→ Assignment: For each line below that contains the word "searching", return that line.

→ Stored items:
PR #3395, opened 2023-05-17
Adds extact matching on name column when searching

kevgliss:
Allows for search to also return exact values in additional to fuzzy searching based on stemming for the name column.


metroid-samus (commented):
LGTM

PR #3398, opened 2023-05-17
Adds a new project settings section for managing search filters

mvilanova:
This PR adds a new section to the project settings for viewing and deleting search filters. Options for creating new and editing existing filters will be added in the future. We only allow users with admin, manager, and owner role to delete filters.

Screenshot 2023-05-17 at 5 52 32 PM

Screenshot 2023-05-17 at 5 54 37 PM


src/dispatch/static/dispatch/src/search/Table.vue
```diff
@@ -0,0 +1,166 @@
...
+  components: { DeleteDialog },
+
+  data() {
+    return {
+      headers: [
+        { text: "Name", value: "name", align: "left", width: "10%" },
+        { text: "Description", value: "description", sortable: false },
+        { text: "Individuals", value: "individuals" },
+        { text: "Teams", value: "teams" },
+        { text: "Services", value: "services" },
```
mvilanova, line 115: Do we need columns with counters for other data types, e.g. Signals?

kevgliss: We don't use `SearchFilters` for signals they have their own model `SignalFilters`.

kevgliss:
Do we want to add more permissions to these? I think they drive quite a lot of functionality, creating new filters is probably fine. But deleting/modifying/disabling existing filters is likely to be problematic.

mvilanova:
> Do we want to add more permissions to these? I think they drive quite a lot of functionality, creating new filters is probably fine. But deleting/modifying/disabling existing filters is likely to be problematic. 

Yeah, I can add permissions in a separate PR.

src/dispatch/static/dispatch/src/search/Table.vue
mvilanova: Looks like I missed Notification. I'll add it.

src/dispatch/static/dispatch/src/search/Table.vue
```diff
@@ -0,0 +1,170 @@
...
+            </template>
+            <template #[`item.teams`]="{ item }">
+              <v-chip small color="info" text-color="white">{{ item.teams.length }}</v-chip>
+            </template>
+            <template #[`item.services`]="{ item }">
+              <v-chip small color="info" text-color="white">{{ item.services.length }}</v-chip>
+            </template>
+            <template #[`item.notifications`]="{ item }">
+              <v-chip small color="info" text-color="white">{{ item.notifications.length }}</v-chip>
+            </template>
```
mvilanova, line 56: TODO: show list of individuals, teams, services, and notifications on click.

PR #3419, opened 2023-05-23
Updates documentation about prerequisites

metroid-samus:
Dispatch uses the `|` operator and requires python 3.10+.


kevgliss:
Thanks!

PR #3449, opened 2023-05-31
Updates Dispatch Conversation URLs to reflect complete workspace URL

metroid-samus:
The Conversation URL for incidents previously pointed to slack.com instead of  \<domain\>.slack.com, which may sometime redirection to different slack space depending on the workspaces a user is signed into in their browser.


src/dispatch/plugins/dispatch_slack/service.py
```diff
@@ -281,13 +286,18 @@ def send_message(
...
+    )["team"]["domain"]
+
     if persist:
         add_pin(client, response["channel"], response["ts"])
 
     return {
         "id": response["channel"],
         "timestamp": response["ts"],
-        "weblink": f"https://slack.com/app_redirect?channel={response['id']}",  # TODO should we fetch the permalink?
+        "weblink": f"https://{domain}.slack.com/app_redirect?channel={response['id']}",  # TODO should we fetch the permalink?
```
mvilanova, line 300: I don't think fetching the domain is necessary for sending or updating messages. AFAIR we're not using the response for anything. If we did, we should use this endpoint to get the permalink to the message instead: https://api.slack.com/methods/chat.getPermalink

src/dispatch/plugins/dispatch_slack/service.py
```diff
@@ -308,10 +318,15 @@ def update_message(
...
+    domain = make_call(
+        client,
+        SlackAPIGetEndpoints.team_info
+    )["team"]["domain"]
+
     return {
         "id": response["channel"],
         "timestamp": response["ts"],
-        "weblink": f"https://slack.com/app_redirect?channel={response['id']}",  # TODO should we fetch the permalink?
+        "weblink": f"https://{domain}.slack.com/app_redirect?channel={response['id']}",  # TODO should we fetch the permalink?
```
mvilanova, line 329: Same as `send_message`.

src/dispatch/static/dispatch/src/incident/ReportSubmissionCard.vue
```diff
@@ -216,6 +217,24 @@ export default {
...
+    if (this.query.tag) {
+      if (Array.isArray(this.query.tag)) {
+        this.tags = this.query.tag.map(function (t) {
+          return { name: t }
+        })
+      } else {
+        this.tags = [{ name: this.query.tag }]
+      }
+    }
+
```
mvilanova, line 237: Forgot to rebase the changes in master?

mvilanova (changes requested):

src/dispatch/plugins/dispatch_slack/service.py
metroid-samus: Done. Using chat.getPermalink instead.

src/dispatch/static/dispatch/src/incident/ReportSubmissionCard.vue
metroid-samus: Fixed.

src/dispatch/plugins/dispatch_slack/service.py
```diff
@@ -281,13 +283,20 @@ def send_message(
         blocks=blocks,
     )
 
+    weblink = make_call(
+        client,
+        SlackAPIGetEndpoints.chat_permalink,
+        channel=response["channel"],
+        message_ts=response["ts"],
+    )
```
mvilanova, line 291: I'd put this in a function you can call, so you don't have the same exact code in two places.

src/dispatch/plugins/dispatch_slack/service.py
```diff
@@ -185,10 +185,12 @@ def create_conversation(client: WebClient, name: str, is_private: bool = False)
         is_private=is_private,
     )["channel"]
 
+    domain = make_call(client, SlackAPIGetEndpoints.team_info)["team"]["domain"]
```
mvilanova, line 188: Same with this one if we needed to make the call in more than one place. Might be fine to leave it as is for now.

metroid-samus: Acknowledged. I'll keep it in for now.

src/dispatch/plugins/dispatch_slack/service.py
metroid-samus: Done.

src/dispatch/plugins/dispatch_slack/service.py
```diff
@@ -287,7 +298,7 @@ def send_message(
     return {
         "id": response["channel"],
         "timestamp": response["ts"],
-        "weblink": f"https://slack.com/app_redirect?channel={response['id']}",  # TODO should we fetch the permalink?
+        "weblink": get_message_permalink(client, response["channel"], response["ts"]),
```
wssheldon, line 301: it'd be good to cache `get_message_permalink` w/  the channed id if we'll call it on each `send_message`

mvilanova: @wssheldon I may be missing something, but why would we want to cache here, if each message will have a different permalink?

We could also not do the API call and include the permalink in the response, because we're not doing anything with it at the moment.

wssheldon: Ah yes, you're right. I'm surprised `chat_post_message` doesn't just return the permalink in the response. We should be able cache the domain we fetch on conversation creation though right?

`domain = make_call(client, SlackAPIGetEndpoints.team_info)["team"]["domain"]`

mvilanova: Yeah, that one we could cache.

metroid-samus: Done.

mvilanova (approved):

PR #3459, opened 2023-06-02
Fixes side bar loading

kevgliss:


wssheldon:
Will the filter for 5 per page in `getSignalData` be effectively the same as if we did `LIMIT 5` ? Just want to make sure we don't fetch every signal instance on component creation if we only need to show 5 of them.

kevgliss:
That's right, it eventually turns into a limit clause in the query.

PR #3462, opened 2023-06-02
Adds entity type management UI

kevgliss:
This is the initial work on creating a better management story for `EntityTypes` it adds a new section in the settings menu that allows for entity type-focused management (as opposed to signal definition focused). 

It also introduces the concept of an entity type 'scope'. The intent here is mostly around management, as the underlying logic does change much. Entities are either associated with a signal definition or they are not.

What defining a scope allows for is restricting the search space for assigned entities. The scopes roughly break down as:
 - `single`  -- Will only ever be associated with one definition and will not be a candidate to be associated with any other definition
 - `multiple` -- Can be assigned to one or more definitions, useful for entity types that may exist across some definitions
 - `all` -- This is a special case that will implicitly attach itself to all definitions (current and future) within the project. These are most useful for super common extraction that you'd like to do no matter what.
 
 
Screenshot 2023-06-02 at 4 06 04 PM


wssheldon:
How do you feel about the edit sheet being a modal instead of a drawer?

wssheldon:
Also, looks like you got the language server for JSON working? What was the fix?

kevgliss:
> How do you feel about the edit sheet being a modal instead of a drawer?

I thought about this, but it would be different than every other interaction new/edit component we had... so I wasn't sure it was really worth it. It is also slightly different enough and the existing modal/dialog that it wasn't going to be a drop-in replacement either.

src/dispatch/static/dispatch/src/entity_type/NewEditSheet.vue
```diff
@@ -22,164 +22,292 @@
...
-                >
-                </v-checkbox>
-              </v-flex>
-            </v-layout>
-          </v-container>
+          <ValidationProvider name="Name" rules="required" immediate>
+            <v-text-field
+              v-model="name"
+              label="Name"
+              hint="A name for your saved search."
```
wssheldon, line 34:
```suggestion
              hint="A name for your entity type."
```

src/dispatch/signal/flows.py
```diff
@@ -33,12 +34,15 @@ def signal_instance_create_flow(
     signal_instance = signal_service.get_signal_instance(
         db_session=db_session, signal_instance_id=signal_instance_id
     )
+    # fetch `all` entities that should be associated with all signal definitions
+    entity_types = entity_type_service.get_all(db_session=db_session, scope="all").all()
```
wssheldon, line 38:
```suggestion
    entity_types = entity_type_service.get_all(db_session=db_session, scope= EntityScopeEnum.all).all()
```

Could use the enum here

wssheldon (approved):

→ Answer below:
Adds extact matching on name column when searching
Allows for search to also return exact values in additional to fuzzy searching based on stemming for the name column.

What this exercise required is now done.